Example of ineligible setup
In the following example, the Yellow button experiment and the New homepage button share the same feature named First Feature. Additionally, both experiments use the Variation Keys variation_1 and variation_2. You cannot upgrade this example project to Optimizely Feature Experimentation.
Yellow button experiment
New homepage button
In Optimizely Feature Experimentation, variations are shared across all rules in a flag, making it easy to reuse variations across your rules. This is a notable difference from the legacy Optimizely Full Stack Experimentation, where variations are scoped to a single Experiment.
During a migration, if a feature is used in multiple feature tests, all feature tests become A/B test rules within the flag. Further, all of the variations from the feature tests become variations within the flag. Optimizely cannot migrate the variations while maintaining backward compatibility if the legacy feature tests have colliding variation keys.
With the Yellow Button experiment and New homepage button, the two feature tests share the same variation keys.
To resolve this issue, you could do the following:
- Remove the feature flag from one of the features.
- Change the variation IDs so that they are unique across features.
- Archive one of the experiments using the duplicate variation keys.
"Everyone" rules set between 0 and 100
If your Optimizely Full Stack Experimentation project contains multiple rules per feature and the Everyone rule has its traffic allocation percentage set at any value except 0 or 100, you cannot migrate.
To check to see if your project is ineligible to migrate to Optimizely Feature Experimentation due to this scenario:
- Select the Features tab.
- Select one of the features you want to check.

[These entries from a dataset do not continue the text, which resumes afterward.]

PR #476, opened 2020-03-12
408-export-application-stats

benvand:
https://trello.com/c/i4mL2aBs/408-export-application-stats

* Make application stats script output to file
* General tidying

### DIFF
--- a/scripts/snapshot-framework-stats.py
+++ b/scripts/snapshot-framework-stats.py
@@ -1,12 +1,13 @@
 #!/usr/bin/env python3
 """Usage:
-    snapshot_framework_stats.py <framework_slug> <stage>
+    snapshot_framework_stats.py <stage> <framework_slug> <filename>
 
 Example:
-    ./snapshot_framework_stats.py g-cloud-7 dev
+    ./snapshot_framework_stats.py production g-cloud-12 myfile.json
 """
 
 from docopt import docopt
+import json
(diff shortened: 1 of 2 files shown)


scripts/snapshot-framework-stats.py
```diff
@@ -1,12 +1,13 @@
 #!/usr/bin/env python3
 """Usage:
-    snapshot_framework_stats.py <framework_slug> <stage>
+    snapshot_framework_stats.py <stage> <framework_slug> <filename>
 
 Example:
-    ./snapshot_framework_stats.py g-cloud-7 dev
+    ./snapshot_framework_stats.py production g-cloud-12 myfile.json
```
katstevens: I'd rather avoid `production` in an example, just because this script writes to the DB.

Actually, this is probably a good time to write a 1-line description of what this script does 😸 How about:

`Fetches application stats for a given framework (suppliers, services and users) from the API. The response is stored in an audit event and the output is saved to a JSON file.`

katstevens:
If we're going to change this script and its args anyway (and thus update the Jenkins job), could we move it into the `scripts/framework-applications` folder with the other framework-y scripts?

benvand:
@katstevens 
Forgot to `git co master && git pull` before starting this 🤦‍♂

benvand:
Have made requested changes

PR #485, opened 2020-03-31
One off script for appending licence info to READMEs

katstevens:
https://trello.com/c/Du4aEv02/468-update-readmes-for-our-repos

Our READMEs need some TLC - hardly any of them have Licence info, as recommended by the [GDS Way](https://gds-way.cloudapps.digital/manuals/readme-guidance.html#writing-readmes). There are a lot of repos, so I thought I'd write a script to get the Jenkins github user to do some of the heavy lifting for us.

The branch-creating and PR-creating functions are lifted from the token rotation script.


katstevens:
Is there anything else we want to add in here that's common to all the repos?

katstevens:
> Pretty cool!
> 
> It might be worth adding a line to the docstring mentioning that this command will change their user name and they'll need to change it back later.

Good point - I had to rebase the API one just now and it got all confused!

PR #502, opened 2020-05-19
Add Python version file for Dependabot

lfdebrux:
We have been having issues where Dependabot has been removing importlib-metadata and dependencies from our requirements files, because jsonschema only requires it for python_version<3.8[[1]].

Our apps still use Python 3.6, so we want to run Dependabot on this version of Python, to get requirements for that version of Python. It looks like the way to do this is to create a .python-version file in the repo[[2]].

[1]: https://github.com/Julian/jsonschema/commit/0e6c684a51c5593087b8bb419d54f79db591e7d6
[2]: https://github.com/dependabot/dependabot-core/issues/1455


.python-version
```diff
@@ -0,0 +1 @@
+3.6.9
```
katstevens, line 1: Are we using 3.6.9 on the scripts docker image? I see `python:3.6-slim`

lfdebrux: 3.6-slim currently points to Python 3.6.10, unfortunately however we can't use 3.6.9 for Dependabot just yet:

https://github.com/dependabot/dependabot-core/blob/master/python/lib/dependabot/python/python_versions.rb#L12-L17

PR #503, opened 2020-05-26
Use new find_draft_services_by_framework endpoint on publish-draft-services

katstevens:
https://trello.com/c/kCUjDnH4/48-3-3-jenkins-job-for-publish-services

Uses the new status-filterable `find_draft_services_by_framework` endpoint, hopefully for efficiency savings 💸. I'd like to run this branch against preview to determine the speed gains (if any).

I've done some pretty hefty refactoring of the test coverage for the `publish-draft-services` script. Currently there's 2 'mega-tests' with parametrized scenarios - while these are comprehensive and neat, I found it difficult to determine the expected behaviour for each scenario and be confident that any changes I made to the script itself would still have coverage.

Summary of changes:
- Adds extra unit tests for the public helper functions `publish_draft_service` and `copy_draft_document`, and group them into classes
- Convert parametrized scenarios for `publish_draft_services` into separate unit tests
- Minor tweaks to the `publish_draft_service` function to make it clearer what's being returned 
- Rename `_get_draft_services_iter` to a public (testable) function and add tests
- Finally, replacing the `get_submitted_drafts` function (which will iterate through the JSON for ~40,000 services to determine each one's status, yikes) with the new `find_draft_services_by_framework` generator, which pre-filters the status, getting Postgres to do the heavy lifting.

Comments very welcome, especially if I've missed anything on the test coverage. "I liked the old test structure better because of X" is also a valid comment!


dmscripts/publish_draft_services.py
```diff
@@ -158,12 +156,14 @@ def publish_draft_service(
...
+                previously_published = True
             else:
                 raise e
 
+    return service_id, previously_published
 
-def _get_draft_services_iter(client, framework_slug, draft_ids_file=None):
+
+def get_draft_services_iter(client, framework_slug, draft_ids_file=None):
     supplier_frameworks = find_suppliers_on_framework(client, framework_slug)
```
lfdebrux, line 167: Why do we need to get `supplier_frameworks`? Couldn't we just use `find_draft_services_by_framework_iter` without a supplier id?

katstevens: We need to filter out any suppliers that failed the framework.

lfdebrux: Right got it thanks

tests/test_publish_draft_services.py
```diff
@@ -230,200 +228,6 @@ def test_get_draft_services_for_draft_ids_file_raises_on_supplier_id_mismatch(se
         assert str(excinfo.value) == "Draft service 1's supplier (878004) not on framework 'g-cloud-123'"
 
 
-@pytest.mark.parametrize("dry_run", (False, True,))
-@pytest.mark.parametrize("skip_docs_if_published", (False, True,))
-@mock.patch('dmscripts.publish_draft_services.copy_draft_documents')
-def test_publish_draft_services(copy_draft_documents, skip_docs_if_published, dry_run):
```
lfdebrux, line 18: 🔥

dmscripts/helpers/framework_helpers.py
```diff
@@ -10,14 +10,6 @@
 logger = logging.getLogger("framework_helpers")
 
 
-def get_submitted_drafts(client: DataAPIClient, framework_slug: str, supplier_id: int) -> Sequence[Mapping]:
```
lfdebrux, line 13: 🙌

tests/test_publish_draft_services.py
```diff
@@ -168,6 +168,7 @@ def setup(self):
                 SupplierFrameworkStub(supplier_id=878004, framework_slug="g-cloud-123", on_framework=False).response(),
                 SupplierFrameworkStub(supplier_id=878040, framework_slug="g-cloud-123", on_framework=True).response(),
                 SupplierFrameworkStub(supplier_id=878400, framework_slug="g-cloud-123", on_framework=True).response(),
+                SupplierFrameworkStub(supplier_id=878401, framework_slug="g-cloud-123", on_framework=True).response(),
```
lfdebrux, line 171: Can we add a line about draft service 5 to the comment above?

tests/test_publish_draft_services.py
```diff
@@ -366,55 +349,100 @@ def mock_documents_bucket_copy_side_effect(src_bucket, src_key, target_key, **kw
...
-            target_key="g-cloud-123/documents/171400/2229090909-liver.odt",
-        ),
-        mock.call.copy(
-            acl="public-read",
-            src_bucket="ducky",
-            src_key="g-cloud-123/submissions/171400/379001-mashed.pdf",
-            target_key="g-cloud-123/documents/171400/2229090909-mashed.pdf",
-        ),
-    ]
+    def test_copy_draft_documents_only_logs_on_dry_run(self):
```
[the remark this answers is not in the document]
katstevens: Good call - committed 👍

katstevens:
@lfdebrux Python 3.7+ errors now addressed. I'm going to try and run this against some 'real' (developer) buckets today.

dmscripts/publish_draft_services.py
```diff
@@ -188,9 +192,13 @@ def get_draft_services_iter(client, framework_slug, draft_ids_file=None):
...
-            yield from client.find_draft_services_by_framework_iter(
-                framework_slug, status='submitted', supplier_id=sf['supplierId']
-            )
+            try:
+                yield from client.find_draft_services_by_framework_iter(
+                    framework_slug, status='submitted', supplier_id=sf['supplierId']
+                )
+            except StopIteration:
+                # Handle exception for Python 3.7 and above
+                return None
```
lfdebrux, line 201: This is quite weird, looking at [`make_iter_method`](https://github.com/alphagov/digitalmarketplace-apiclient/blob/2158a624cf52d49ae8596e84fef03e60bce87ae0/dmapiclient/base.py#L25) in digitalmarketplace-apiclient, we shouldn't be raising `StopIteration` in `find_draft_services_by_framework_iter`...

katstevens: I think it's because we're `yield from`-ing.

lfdebrux: I think it's the mock that is causing the error, rather than production code.

We could either leave this `try... except` block inplace

tests/test_publish_draft_services.py
```diff
@@ -1,298 +1,580 @@
...
+            mock.call('g-cloud-123', status='submitted', supplier_id=878400),
+            mock.call('g-cloud-123', status='submitted', supplier_id=878401),
+        ]
 
-    mock_documents_bucket = mock.create_autospec(S3, bucket_name="puddeny-pie")
+    def test_get_draft_services_for_draft_ids_file_includes_not_submitted_services(self):
+        self.mock_data_api_client.get_draft_service.side_effect = [
+            {"services": self.draft_service2},
+            {"services": self.draft_service3}
+        ]
```
lfdebrux, line 218: This is raising `StopIteration` because it is being called more times than expected 🤔

katstevens: Aha! Good thing we are testing with Python 3.7 so this was caught 😸

katstevens: So one of the 2 failing was definitely a problematic mock, the other failure was the `draft_ids_file` not being recognised as a file, and splitting it into 6 'lines' rather than 2  🤦‍♀️ Anyway, commit now fixed up.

- View the feature's audience rules.
- If you have multiple rules, check if the last rule's traffic allocation is a percentage other than 0 or 100. If it is any number other than 0 or 100, your project is ineligible to upgrade.
- For example, if your rule's traffic allocation is set to 50, your project is ineligible to upgrade.
- Repeat steps 2-3 for all features.
In Optimizely Full Stack Experimentation, the default Everyone rule is always evaluated last and has an adjustable traffic allocation.
Optimizely Feature Experimentation has a similar default rule that is evaluated last, but you only select a variation and do not set the traffic allocation. All remaining traffic is automatically delivered to the selected variation.
Delivering Off variation in Feature Experimentation to all remaining traffic
That difference in behavior means you cannot migrate feature flags in this state while maintaining backward compatibility.
This happens because Optimizely went from N
rules in Full Stack Experimentation to N+1
in Feature Experimentation. This is currently needed because Feature Experimentation does not let you control the traffic allocation on the last Everyone else rule, so Optimizely cannot always map an Everyone targeted rollout rule to the Everyone else flags rule. Any targeted rollout features with a traffic value besides 0% or 100% for the Everyone rule will confront this issue.
To address this scenario, you can take the following action.
- Set the last rule's Rollout Traffic allocation to 0. After the migration, your feature flag will be set to "off."
- Set the last rule's Rollout Traffic allocation to 100. After the migration, your feature flag will be set to "on."
Experiment has more than 10 whitelisted users
If your current Optimizely Full Stack Experimentation project contains the following scenario, you cannot migrate your project to Optimizely Feature Experimentation unless you remove users from the allowlist to bring the user count to 10 or fewer.
To check to see if your project is ineligible to migrate to Optimizely Feature Experimentation due to this scenario:
- Select the Experiments tab.
- Select one of the experiments you want to check.
- Select Whitelist. View how many User IDs you have whitelisted.
- Repeat steps 2-3 for all experiments in the project.
In Optimizely Feature Experimentation, you are only permitted to allowlist 10 users.
To address this scenario, remove users from the allowlist to bring the user count to 10 or fewer.